§ Task prompt: An unaltered copy of the listing below is required.

§ Extracted material:
PR #86, opened 2019-01-20
Support running Ky in Deno

sholladay:
I wanted to run Ky in [Deno](https://github.com/denoland/deno). Turns out it works, with the only blocker being that Deno uses `globalThis` instead of `global`. Annoying, but Deno is just [following standards](https://github.com/tc39/proposal-global).

Should we officially advertise support for it? I don't know. But I am so excited about Deno. And since the code is super simple, I figured I'd at least propose it. :)

### DIFF
--- a/index.js
+++ b/index.js
@@ -11,11 +11,12 @@ const getGlobal = property => {
 		return window[property];
 	}
 
-	if (typeof global !== 'undefined' && global && property in global) {
-		return global[property];
+	/* istanbul ignore next */
+	if (typeof globalThis !== 'undefined' && globalThis && property in globalThis) {
+		return globalThis[property];
 	}
 
-	return globalThis[property];
+	return global[property];
 };
 
 const document = getGlobal('document');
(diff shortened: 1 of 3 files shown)


sindresorhus:
Sure, we can mention it in the readme. I like Deno too.

zhmushan:
Can `ky` provide a ts branch for deno specifically?
I prefer to get rid of the `.d.ts` file

sholladay:
> Can ky provide a ts branch for deno specifically?

A branch wouldn't be too hard to maintain at our current size, but I'm not sure long term, and it's a bit unusual. Worth considering, though. At least Deno can import modules directly from GitHub, so it's equally convenient from the user's perspective.

> I prefer to get rid of the .d.ts file

I can see the benefit, but unless we did decide to maintain a TS branch in git, it would also require an additional build step for JS environments.

Either way, seems like one step forward, one step back, to me.

I'm going to merge this, but we can continue the conversation here.

sindresorhus:
@sholladay It's out https://github.com/sindresorhus/ky/releases/tag/v0.7.1

PR #87, opened 2019-01-20
Improve type system for get and head methods

### LINKED ISSUE #85: TypeScript - Don't allow `body` option for GET and HEAD requests
Would be nice to not allow the `body` option when using `ky.get()` and `ky.head()`.

We could use a custom Omit type for this:

```typescript
type Omit<T, K extends keyof T> = Pick<T, Exclude<keyof T, K>>
```

Would also be nice to handle `ky(…, {method: 'get', body: …})`, but not sure whether that is possible?

It would also be nice to disallow the `body` option when the `json` option is used.

More info: http://artsy.github.io/blog/2018/11/21/conditional-types-in-typescript/

doniyor2109:
Fixes #85

Todo:

 - [x] Do not allow the body option when using `ky.get()` and `ky.head()`
 - [x] Do not allow the body option when using `(…, {method: 'get', body: …})`
 - [x] Disallow the `body` option when the `json` option is used

### DIFF
--- a/index.js
+++ b/index.js
@@ -169,7 +169,7 @@ class Ky {
 
 		if (json) {
 			if (this._options.body) {
-				throw new TypeError('The `json` option cannot be used with the `body` option');
+				throw new Error('The `json` option cannot be used with the `body` option');
 			}
 
 			headers.set('content-type', 'application/json');
--- a/index.js
+++ b/index.js
@@ -168,6 +168,10 @@ class Ky {
 		const headers = new Headers(this._options.headers || {});
 
 		if (json) {
+			if (this._options.body) {
+				throw new TypeError('The `json` option cannot be used with the `body` option');
+			}
+
 			headers.set('content-type', 'application/json');
 			this._options.body = JSON.stringify(json);
 		}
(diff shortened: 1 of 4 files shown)


sholladay:
LGTM.

Feels a little verbose but I don't have any constructive suggestions.

sindresorhus:
@doniyor2109 Can you add some type tests for the various cases? => https://github.com/sindresorhus/ky/blob/master/index.test-d.ts

index.js
```diff
@@ -168,6 +168,10 @@ class Ky {
 		const headers = new Headers(this._options.headers || {});
 
 		if (json) {
+			if (this._options.body) {
+				throw new TypeError('The `json` option cannot be used with the `body` option');
```
sindresorhus: It's not really a TypeError. Use `Error`.

sindresorhus:
@szmarczak This is still missing the type tests I requested in https://github.com/sindresorhus/ky/pull/87#issuecomment-460209196.

szmarczak:
Ok, I'll try to do it :)

szmarczak:
@sindresorhus done

PR #89, opened 2019-01-25
Add `ky/umd` TypeScript definition

rifler:


umd.d.ts
```diff
@@ -0,0 +1,6 @@
+declare module 'ky/umd' {
+	import ky from 'ky';
+
+	export default ky;
```
sindresorhus: You can just export it directly:

```js
export {default} from 'ky';
```

umd.d.ts
```diff
@@ -0,0 +1,6 @@
...
+	export * from 'ky';
```
sindresorhus: I'm not that familiar with export syntax, but are you sure this doesn't also export the default?

umd.d.ts
```diff
@@ -0,0 +1,6 @@
+declare module 'ky/umd' {
```
sindresorhus: I don't think this is needed.

rifler: you are right

umd.d.ts
rifler: Only `export * from 'ky';` doesn't work for my `typescript@3.1.6`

§ Written solution:
PR #86, opened 2019-01-20
Support running Ky in Deno

sholladay:
I wanted to run Ky in [Deno](https://github.com/denoland/deno). Turns out it works, with the only blocker being that Deno uses `globalThis` instead of `global`. Annoying, but Deno is just [following standards](https://github.com/tc39/proposal-global).

Should we officially advertise support for it? I don't know. But I am so excited about Deno. And since the code is super simple, I figured I'd at least propose it. :)

### DIFF
--- a/index.js
+++ b/index.js
@@ -11,11 +11,12 @@ const getGlobal = property => {
 		return window[property];
 	}
 
-	if (typeof global !== 'undefined' && global && property in global) {
-		return global[property];
+	/* istanbul ignore next */
+	if (typeof globalThis !== 'undefined' && globalThis && property in globalThis) {
+		return globalThis[property];
 	}
 
-	return globalThis[property];
+	return global[property];
 };
 
 const document = getGlobal('document');
(diff shortened: 1 of 3 files shown)


sindresorhus:
Sure, we can mention it in the readme. I like Deno too.

zhmushan:
Can `ky` provide a ts branch for deno specifically?
I prefer to get rid of the `.d.ts` file

sholladay:
> Can ky provide a ts branch for deno specifically?

A branch wouldn't be too hard to maintain at our current size, but I'm not sure long term, and it's a bit unusual. Worth considering, though. At least Deno can import modules directly from GitHub, so it's equally convenient from the user's perspective.

> I prefer to get rid of the .d.ts file

I can see the benefit, but unless we did decide to maintain a TS branch in git, it would also require an additional build step for JS environments.

Either way, seems like one step forward, one step back, to me.

I'm going to merge this, but we can continue the conversation here.

sindresorhus:
@sholladay It's out https://github.com/sindresorhus/ky/releases/tag/v0.7.1

PR #87, opened 2019-01-20
Improve type system for get and head methods

### LINKED ISSUE #85: TypeScript - Don't allow `body` option for GET and HEAD requests
Would be nice to not allow the `body` option when using `ky.get()` and `ky.head()`.

We could use a custom Omit type for this:

```typescript
type Omit<T, K extends keyof T> = Pick<T, Exclude<keyof T, K>>
```

Would also be nice to handle `ky(…, {method: 'get', body: …})`, but not sure whether that is possible?

It would also be nice to disallow the `body` option when the `json` option is used.

More info: http://artsy.github.io/blog/2018/11/21/conditional-types-in-typescript/

doniyor2109:
Fixes #85

Todo:

 - [x] Do not allow the body option when using `ky.get()` and `ky.head()`
 - [x] Do not allow the body option when using `(…, {method: 'get', body: …})`
 - [x] Disallow the `body` option when the `json` option is used

### DIFF
--- a/index.js
+++ b/index.js
@@ -169,7 +169,7 @@ class Ky {
 
 		if (json) {
 			if (this._options.body) {
-				throw new TypeError('The `json` option cannot be used with the `body` option');
+				throw new Error('The `json` option cannot be used with the `body` option');
 			}
 
 			headers.set('content-type', 'application/json');
--- a/index.js
+++ b/index.js
@@ -168,6 +168,10 @@ class Ky {
 		const headers = new Headers(this._options.headers || {});
 
 		if (json) {
+			if (this._options.body) {
+				throw new TypeError('The `json` option cannot be used with the `body` option');
+			}
+
 			headers.set('content-type', 'application/json');
 			this._options.body = JSON.stringify(json);
 		}
(diff shortened: 1 of 4 files shown)


sholladay:
LGTM.

Feels a little verbose but I don't have any constructive suggestions.

sindresorhus:
@doniyor2109 Can you add some type tests for the various cases? => https://github.com/sindresorhus/ky/blob/master/index.test-d.ts

index.js
```diff
@@ -168,6 +168,10 @@ class Ky {
 		const headers = new Headers(this._options.headers || {});
 
 		if (json) {
+			if (this._options.body) {
+				throw new TypeError('The `json` option cannot be used with the `body` option');
```
sindresorhus: It's not really a TypeError. Use `Error`.

sindresorhus:
@szmarczak This is still missing the type tests I requested in https://github.com/sindresorhus/ky/pull/87#issuecomment-460209196.

szmarczak:
Ok, I'll try to do it :)

szmarczak:
@sindresorhus done

PR #89, opened 2019-01-25
Add `ky/umd` TypeScript definition

rifler:


umd.d.ts
```diff
@@ -0,0 +1,6 @@
+declare module 'ky/umd' {
+	import ky from 'ky';
+
+	export default ky;
```
sindresorhus: You can just export it directly:

```js
export {default} from 'ky';
```

umd.d.ts
```diff
@@ -0,0 +1,6 @@
...
+	export * from 'ky';
```
sindresorhus: I'm not that familiar with export syntax, but are you sure this doesn't also export the default?

umd.d.ts
```diff
@@ -0,0 +1,6 @@
+declare module 'ky/umd' {
```
sindresorhus: I don't think this is needed.

rifler: you are right

umd.d.ts
rifler: Only `export * from 'ky';` doesn't work for my `typescript@3.1.6`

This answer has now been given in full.